> **What is needed**
Gather from the material every line that contains the string "include".

> **Dataset records**
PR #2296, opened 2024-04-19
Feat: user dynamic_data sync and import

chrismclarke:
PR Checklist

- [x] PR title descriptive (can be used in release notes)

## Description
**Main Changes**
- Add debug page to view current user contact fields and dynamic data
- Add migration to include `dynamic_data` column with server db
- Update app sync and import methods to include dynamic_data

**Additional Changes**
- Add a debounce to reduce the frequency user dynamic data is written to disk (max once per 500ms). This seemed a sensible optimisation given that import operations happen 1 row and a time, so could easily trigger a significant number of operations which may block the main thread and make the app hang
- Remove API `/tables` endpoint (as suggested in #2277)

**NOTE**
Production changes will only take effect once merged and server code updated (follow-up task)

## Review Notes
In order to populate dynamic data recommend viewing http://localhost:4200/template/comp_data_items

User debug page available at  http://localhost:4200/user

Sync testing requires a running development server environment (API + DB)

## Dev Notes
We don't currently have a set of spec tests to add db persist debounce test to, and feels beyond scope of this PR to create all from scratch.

> **Completed exercise**
- Add migration to include `dynamic_data` column with server db
- Update app sync and import methods to include dynamic_data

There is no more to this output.